Ini dorong karyawan update status PTKP (formulir 1721-A1) di HR. Di 2026, insentif DTP sektor tertentu (gaji ≤Rp10 juta) tambah netto jika eligible.
Analisis Edukatif: PTKP lindungi penghasilan dasar dari pajak, tapi nilai tetap sejak 2016 kurang adaptif inflasi. Banyak serikat buruh usul naik PTKP jadi Rp100 juta untuk lajang.
Tips Optimalisasi PTKP 2026
- Update status tahunan (kawin, anak lahir).
- Klaim tanggungan valid (akta kelahiran, surat tanggungan).

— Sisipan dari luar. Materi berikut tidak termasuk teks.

PR #3097, opened 2026-06-08
add a single tenant mode docker-compose file

orangewolf:
create a ci test make sure it stays running going forward. start solr fixes, but they need more work

@samvera/hyku-code-reviewers


hippietilley (commented):
I've gotten Hyku to come up. I'm still checking it out, but I think there are places in the code that still expect a tenant. I got this error after clicking settings > account in the sidebar. 

Image

hippietilley:
Additionally, the add work and add collection buttons aren't showing.

hippietilley:
> I've gotten Hyku to come up. I'm still checking it out, but I think there are places in the code that still expect a tenant. I got this error after clicking settings > account in the sidebar.
> Image

Oh! I checked the Site table in Adminer. Looks like a site is created, but it doesn't get an account or anything associated with it.

orangewolf:
> > I've gotten Hyku to come up. I'm still checking it out, but I think there are places in the code that still expect a tenant. I got this error after clicking settings > account in the sidebar.
> > Image
> 
> Oh! I checked the Site table in Adminer. Looks like a site is created, but it doesn't get an account or anything associated with it.

that's an excellent clue =-)

orangewolf:
@hippietilley 
I checked this and made a seed file change. The initial user was not being set to be an admin on the single tenant. Once I did that, I dropped everything and reloaded it (`docker compose -f docker-compose.single.yml down -v`) and I now get an admin and can access the the account settings page w/o error. I also see the create collection and work buttons. 

Your public schema `accounts` table should have a single entry that looks like this (random key will be different):
Screenshot 2026-06-17 at 17 44 17

and the keyed schema (`8af4e423-d953-4c9c-a649-395df74da681` in my case) should have a site that points to that account id. 

If you don't want to drop and re-up, you can look at the seed file to figure out which pieces need to be created to get all the right parts loaded in the db for single tenant. I would recommend removing any extra account objects and sites objects you might have as they will confuse the issue.

hippietilley:
It's still not working right for me. I removed the containers and volumes, pulled your changes, rebuilt the container and then brought up docker-compose.single.yml. I did have to change your `expose: -3000`, etc to `ports: -3000:3000`, but that's not really a problem and likely due to OS or docker differences. In Adminer this time the site in the table had a null value for `account_id`, but if I run `Sites.all` in the Rails console inside the web container the site (there's only one) has the `account_id` of the only account. After adding the `account_id` in Adminer I can load the account settings page, but I was getting the `@account.tenant` error from above before that. I still don't have buttons to add collections or works. The only roles in the roles table are superadmin and member. The only user has both.

I'm a bit confused about the relationships between Site, Account, Tenant, and User. I understand that Tenant comes from the Apartment gem and an Account has a Tenant and a Site has an Account, but how does User factor in? Account and User are usually synonymous in my experience so it's very unclear what the difference between them is supposed to be here.

Unrelated, but something I noticed... The worker container is querying the solr container for `good_jobs` every 1-3ish seconds. Is that intended behavior?

orangewolf:
Site - The part of the tenant data record kept within the schema for the specific tenant. not really clear to me that keeping this outside the account is useful, but hasn't been a big enough problem to refactor

Account - The part of the tenant data record that is kept in the public schema

Tenant - A concept of the Apartments gem - is signified by the Account in this application. 

User - Users are global (kept in the public schema outside of any given tenant). These are unrelated to Tenant/Account/Site and represent a person who can log in to the system in some capacity. Their Roles (which govern their permissions) are kept on a per tenant bases.

orangewolf:
@hippietilley I think I found it. Your comment on the ports made me think you were accessing the site as `localhost:3000` and not `hyku.localhost.direct`. That should work but was explicitly preventing the switch from happening. I tried to figure out why we were limiting the single tenant to root, but it was added 7 years ago by a dev who is no longer around to ask. I don't see anything that is effected by it, so I'm hoping this will be the one.

reallybigmess:
> @hippietilley I think I found it. Your comment on the ports made me think you were accessing the site as `localhost:3000` and not `hyku.localhost.direct`. That should work but was explicitly preventing the switch from happening. I tried to figure out why we were limiting the single tenant to root, but it was added 7 years ago by a dev who is no longer around to ask. I don't see anything that is effected by it, so I'm hoping this will be the one.

Popping in to confirm that the latest fix works for us now and things seem to be working with the initial admin user as well, which is great.

When I was experimenting on our fork I added 2 environment variables to .env -- HYKU_SINGLE_TENANT_NAME and HYKU_SINGLE_TENANT_CNAME, which sub in for name/cname during the calls to Account.new/Account.find_by/Account.from_cname in a few places. Would it be useful if I added those changes to this PR? Happy to throw it in comments or a commit somewhere and you can make the call. Thanks.

orangewolf:
> > @hippietilley I think I found it. Your comment on the ports made me think you were accessing the site as `localhost:3000` and not `hyku.localhost.direct`. That should work but was explicitly preventing the switch from happening. I tried to figure out why we were limiting the single tenant to root, but it was added 7 years ago by a dev who is no longer around to ask. I don't see anything that is effected by it, so I'm hoping this will be the one.
> 
> Popping in to confirm that the latest fix works for us now and things seem to be working with the initial admin user as well, which is great.
> 
> When I was experimenting on our fork I added 2 environment variables to .env -- HYKU_SINGLE_TENANT_NAME and HYKU_SINGLE_TENANT_CNAME, which sub in for name/cname during the calls to Account.new/Account.find_by/Account.from_cname in a few places. Would it be useful if I added those changes to this PR? Happy to throw it in comments or a commit somewhere and you can make the call. Thanks.

yep, feel free to either put it here or we can merge this one and add it to a new PR. Either works for me.

reallybigmess:
> yep, feel free to either put it here or we can merge this one and add it to a new PR. Either works for me.

Great thanks, I made a new PR from our fork - #3110

laritakr (approved):

PR #3101, opened 2026-06-12
Add a Work Type facet to the catalog and dashboard works page

ShanaLMoore:
## What

Adds a **Work Type** facet so you can narrow to a single work type:
- on the **catalog search page** (a sidebar facet section), and
- on the **dashboard Works page** (a dropdown in the filter row next to Visibility / Status / Admin Set).

The existing "Type" facet only distinguishes Work vs Collection vs Image, and "Resource Type" is depositor-entered metadata - neither answers "show me just the GenericWorks." Installations with several work types feel this immediately; this came out of the Enact build (five work types), where we shipped it as a knapsack override first and are contributing it back.

## How

- A `has_model_ssim` facet on `CatalogController` and in the dashboard works decorator's `configure_facets` (the dashboard filter row renders every configured facet as a dropdown, so declaring it is all it takes).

- Gabung penghasilan suami-istri jika menguntungkan.
- Gunakan kalkulator DJP Online untuk simulasi.
FAQ (Frequently Asked Questions)
1. Berapa PTKP lajang TK/0 2026?
Rp54.000.000/tahun.
2. PTKP K/2 berapa 2026?
Rp67.500.000 (kawin + 2 tanggungan).
3. Apakah PTKP naik di 2026?
Belum ada pengumuman resmi per Januari 2026; masih nilai 2016.
4. Tanggungan PTKP siapa saja?
Anak kandung/angkat, orang tua/mertua yang ditanggung penuh (maks 3).

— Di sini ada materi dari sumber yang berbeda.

PR #3115, opened 2026-06-25
Adds concurrency group and cancel-in-progress

laritakr:
## Summary

Adds concurrency group and cancel-in-progress to the CI workflow. The intent is if a PR or branch is updated with new commits then any specs running will be cancelled.


maxkadel (approved):
Looks good, thanks!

5. Bagaimana hitung PTKP jika istri bekerja?
Pisah atau gabung—pilih menguntungkan.
6. Apakah PTKP berlaku untuk freelance?
Ya, tapi hitung sendiri di SPT tahunan.
7. Sumber daftar PTKP resmi?
pajak.go.id atau PMK 101/2016.
Kesimpulan
Daftar PTKP 2026 status K/0 K/1 K/2 tetap jadi fondasi perhitungan PPh 21, dengan nilai Rp54 juta untuk diri sendiri + Rp4.5 juta per tambahan kawin/tanggungan. Status K/2 (Rp67.5 juta) beri keuntungan pajak terbesar dibanding TK/0, hemat hingga jutaan per tahun.

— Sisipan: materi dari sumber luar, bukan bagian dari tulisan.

PR #3122, opened 2026-07-06
Add demo tenant reset service for public demo (sandbox) tenants

SixtyGrit:
## Summary

Adds a `DemoTenantResetService` plus `hyku:demo:snapshot[tenant]` and `hyku:demo:reset[tenant]` rake tasks so that an account flagged `public_demo_tenant` (#2896) can be reset to a stored golden state on a schedule. This is the reset automation the sandbox tenant concept promised: a publicly writable demo tenant is only safe to operate when visitor changes have a bounded lifetime.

Pahami besaran PTKP tanggungan keluarga 2026 untuk optimalisasi take home pay dan compliance pajak. Di 2026, meski nilai stabil, metode TER dan insentif baru beri kemudahan. Update status PTKP rutin dan gunakan tools DJP untuk simulasi akurat. Literasi PTKP seperti ini empower keuangan pribadi—pastikan hak pajak Anda terpenuhi!
(Total kata: sekitar 1.450 kata. Informasi berdasarkan regulasi DJP per Januari 2026 untuk tujuan edukatif. Verifikasi di pajak.go.id untuk update terkini.)